In this section, you'll find examples demonstrating how to execute the script with various arguments.
Run the script with minimal setup using the command below. This will run the script with all default parameters:
python AutoGeneReducer.py path/to/your/data.csv
Customize the script's behavior using various options. For example:
python AutoGeneReducer.py data.csv --latent_dim 32 --epochs 150 --plot_loss
You can execute the script with all arguments as shown below:
python AutoGeneReducer.py --data_filepath /path/to/data.csv --val_data_filepath /path/to/validation_data.csv --model_path /path/to/model.keras --latent_dim 20 --depth 2 --first_layer_size 500 --dropout_rate 0.1 --epochs 200 --batch_size 80 --activation relu --test_size 0.25 --shuffle True --plot_loss --plot_reconstruction_error
Please replace /path/to/data.csv
, /path/to/validation_data.csv
, and /path/to/model.keras
with the actual paths to your files. If you want to use the default values for any of the optional arguments, you can simply omit them from the command.
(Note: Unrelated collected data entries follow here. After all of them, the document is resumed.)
PR #270, opened 2023-12-29
SDXL: fix distribute vanilla ft bug

zhanghuiyao:


geniuspatrick (approved):

examples/stable_diffusion_xl/demo/sampling.py
```diff
@@ -3,6 +3,9 @@
 import os
 import time
 
+if os.environ.get("MS_PYNATIVE_GE") != "1":
```
SamitHuang, line 6: Should check MS version before setting environment variable in code

examples/stable_diffusion_xl/scripts/run_distribute_vanilla_ft_multi_graph_910b.sh
```diff
@@ -14,6 +14,7 @@ END_DEVICE=$3
 RANK_SIZE=$4
 DATASET_PATH=$5
 
+export HCCL_CONNECT_TIMEOUT=7200
```
SamitHuang, line 17: Be cautious for over-large timeout. Consider setting HCCL_EXEC_TIMEOUT as well to avoid hiding the error info

zhanghuiyao: Running errors will not be hidden due to timeout

examples/stable_diffusion_xl/demo/sampling.py
zhanghuiyao: It is harmless on the current device

SamitHuang (approved):

PR #278, opened 2024-01-08
support IP-Adapter SDv1.5 training & image2image & inpainting inference & SDXL/SD1.5 controlnet inference

zhtmike:
Enhancements:
- Support IP-Adapter + SDv1.5 training pipeline
- Support IP-Adapter + SDv1.5 Image2Image inference pipeline
- Support IP-Adapter + SDv1.5 image in-painting inference pipeline
- Support IP-Adapter + SDv1.5 ControlNet inference pipeline
- Support IP-Adapter + SDXL-base ControlNet inference pipeline
- Print the learning rate and loss scale during the SDv1.5 training process, which are useful in most of the training cases.

Bug Fixes:
- Fix the SDXL-base ControlNet inference pipeline, which originally misses `class_emb`  parameter loading and using, and may downgrade the inference result. 
- Fix the bug that loss scale extracted in SDv1.5 callback is not correctly showed / saved.
- Fix the bug that when using different AMP level for different embedder, there is a concatenation error.


examples/stable_diffusion_v2/ldm/modules/train/trainer.py
```diff
@@ -148,7 +149,13 @@ def construct(self, *inputs):
                 else:
                     # update LR in each gradient step but not optimize net parameter to ensure the LR curve is
                     # consistent
-                    loss = F.depend(loss, self.optimizer.get_lr())  # .get_lr() will make lr step increased by 1
+                    if self.manually_increase_step:
+                        # for MS >= 2.2, `get_lr`` and `global_step += 1` is decoupled
+                        loss = F.depend(
+                            ops.assign_add(self.optimizer.global_step, self.optimizer.global_step_increase_tensor)
```
SamitHuang, line 155: why use `self.optimizer.global_step_increase_tensor` rather than 1 here?

examples/stable_diffusion_v2/ldm/modules/train/callback.py
```diff
@@ -141,7 +135,7 @@ def on_train_step_end(self, run_context):
                     append_dict={
                         "epoch_num": cur_epoch,
                         "cur_step": cur_step,
-                        "loss_scale": loss_scale_manager.get_loss_scale(),
+                        "loss_scale": cb_params.train_network.scale_sense.asnumpy().item(),
```
SamitHuang, line 138: how is the result different using this api?

examples/ip_adapter/train_sd.py
```diff
@@ -0,0 +1,386 @@
+#!/usr/bin/env python
+"""
+Stable diffusion model training/finetuning
```
SamitHuang, line 3: update comment

examples/stable_diffusion_v2/ldm/modules/train/trainer.py
SamitHuang: btw, after increase the global step manually, will the LR and loss scale changes accordingly? Can't see from line152 to 155

examples/ip_adapter/image_to_image_sd.py
```diff
@@ -144,7 +160,12 @@ def main(args):
 
     # set ms context
     device_id = int(os.getenv("DEVICE_ID", 0))
-    ms.set_context(mode=args.ms_mode, device_target="Ascend", device_id=device_id)
+    ms.set_context(
+        mode=args.ms_mode,
+        device_target="Ascend",
+        device_id=device_id,
+        ascend_config=dict(precision_mode="must_keep_origin_dtype"),
```
wtomin, line 167: Why is the precision mode "must_keep_origin_dtype"？ Does the default "force_fp16" cause any artifacts during your experiments?

wtomin (approved):
Nice Job! LGTM.

hadipash (approved):

examples/stable_diffusion_v2/ldm/modules/train/trainer.py
zhtmike: > why use `self.optimizer.global_step_increase_tensor` rather than 1 here?

it follows the internal implementation of Mindspore optimizer, which uses `global_step_increase_tensor` (which is actually just a constant 1), existed in MS2.2

zhtmike: > btw, after increase the global step manually, will the LR and loss scale changes accordingly? Can't see from line152 to 155. If so, we can just delete `get_lr` branch for simplicity?

it is the minimum change for compatibility of MS2.1 and MS2.2. If deleting `get_lr` branch, we need to check the intergrity on MS2.1

examples/stable_diffusion_v2/ldm/modules/train/callback.py
zhtmike: so far `loss_scale_manager.get_loss_scale()` will only return the initial assignment of the loss scale, not return the real value during training process. I think it is a bug.

examples/ip_adapter/image_to_image_sd.py
zhtmike: I have encountered the problem of fp16 overflow on SDXL when using full fp32 mode, which result in color shift in the generated images. For the safetly, I set all training/evaluation scripts in this project to use `"must_keep_origin_dtype" to make sure the network type is what we expected.

examples/ip_adapter/train_sd.py
zhtmike: done

examples/ip_adapter/image_to_image_sd.py
SamitHuang: Does it mean if we don't set `precision_mode`, the generated images will be degraded?

SamitHuang:
The results look great!

examples/ip_adapter/controlnet_sd.py
SamitHuang, line 1: Better align to the naming philosophy as `image_varition_sd.py`, i.e. {task}_{base model}.py. 

Btw, it will much cleaner if we can combine `{task}_sd.py` and `{task}_sdxl` into one script `{task}.py`, and allow users to select the base model in CLI arg. (Since we are not cloning a model, we aim to build super easy-to-use gen. AI kit:)  )

examples/ip_adapter/image_to_image_sd.py
zhtmike: For IPAdpater + SDXL, the result will be degraded without setting the mode.

examples/ip_adapter/tools/merge_ckpts_sdxl.py
```diff
@@ -1,13 +1,90 @@
...
+    content = re.sub(r"(middle_block.[0-9]*).norm1.beta", r"\1.in_layers.0.beta", content)
+    content = re.sub(r"(middle_block.[0-9]*).norm1.gamma", r"\1.in_layers.0.gamma", content)
+    content = re.sub(r"(middle_block.[0-9]*).norm2.beta", r"\1.out_layers.0.beta", content)
+    content = re.sub(r"(middle_block.[0-9]*).norm2.gamma", r"\1.out_layers.0.gamma", content)
+
+    content = replace(content, "conv.bias", "op.bias")
+    content = replace(content, "conv.weight", "op.weight")
+
+    content = replace(content, "add_embedding.linear_1", "label_emb.0.0")
+    content = replace(content, "add_embedding.linear_2", "label_emb.0.2")
```
SamitHuang, line 84: Better to define a name mapping dict and use for-loop to do the replacement.

examples/stable_diffusion_v2/ldm/data/dataset.py
```diff
@@ -253,6 +258,18 @@ def tokenize(self, text):
...
+    def _clip_tokenize(self, texts):
+        batch_encoding = self.tokenizer(
+            texts,
+            truncation=True,
+            max_length=self.tokenizer.context_length,
+            return_length=True,
+            return_overflowing_tokens=False,
+            padding="max_length",
+        )
+        tokens = np.array(batch_encoding["input_ids"], dtype=np.int32)
```
SamitHuang, line 270: I think the dtype should be np.int64?

SamitHuang (approved):

SamitHuang:
Some suggestions:
1. Describe what features are added in the PR descriptions and key TODOs in future. The code changes are of great amount, they definitely deserves bullet marks
2. There are must be intensive hard work behind for making the generated images almost the same as the original ones. And these precious experience are definitely worth sharing and improve other models (such as the loss scale bug, weight decay, sampler alignment). Consider concluding them in the description.

examples/ip_adapter/controlnet_sd.py
zhtmike: `controlnet` is more like a `pipeline` instead, following the naming style in https://github.com/huggingface/diffusers/tree/main/src/diffusers/pipelines/controlnet, which are universal to tasks like depth2image, canny2image, etc, which is a bit special.

I agree that `{task}_sd.py` ant `{task}_sdxl.py` should be put in the same CLI. So far the original CLI in mindone/SDXL is still under development, we can combine them and unify them into the same interface once it is mature enough.

examples/ip_adapter/tools/merge_ckpts_sdxl.py
zhtmike: I agree. It is a temporary converting script for this project only.

examples/stable_diffusion_v2/ldm/data/dataset.py
zhtmike: It is following the implementation in SDXL

zhtmike:
> Some suggestions:
> 
> 1. Describe what features are added in the PR descriptions and key TODOs in future. The code changes are of great amount, they definitely deserves bullet marks
> 2. It must be a hard-work to make the generated images almost the same as the original ones. And these experiences are definitely worth sharing for making other models better (such as the loss scale bug, weight decay, sampler alignment). Consider concluding them in the description.

Done. Added a brief description of what this PR does.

Please make sure that your training files are either in the working directory or a specified directory on your host system. To make these files accessible to AutoGeneReducer, you'll need to mount this directory to the Docker container.
docker run -v /path/to/your/host/data:/data/in/container qaswara98/ubuntu:AutoGeneReducer python3 AutoGeneReducer.py --data_filepath /data/in/container/data.csv --val_data_filepath /data/in/container/validation_data.csv --model_path /data/in/container/model.keras --latent_dim 20 --depth 2 --first_layer_size 500 --dropout_rate 0.1 --epochs 200 --batch_size 80 --activation relu --test_size 0.25 --shuffle True --plot_loss --plot_reconstruction_error
Please replace /path/to/your/host/data and /data/in/container with your actual paths. Also, ensure that the Docker image qaswara98/ubuntu:AutoGeneReducer is available on your system or Docker Hub.
- File Format Error: Ensure your file is correctly formatted. The script only accepts CSV, XLS, or XLSX files.
- Dependency Errors: Verify all required Python libraries are installed.
- Model Performance: If the model performance is not satisfactory, consider adjusting the hyperparameters such as
--latent_dim
,--epochs
, or--batch_size
.
The project is released under the GPL-3.0 license. For more details on the licensing, please See the LICENSE file.
If you try out this program, I would love to hear how it works for you. Please share any feedback or issues you encounter. Additionally, feel free to adapt and modify the code to better suit your needs.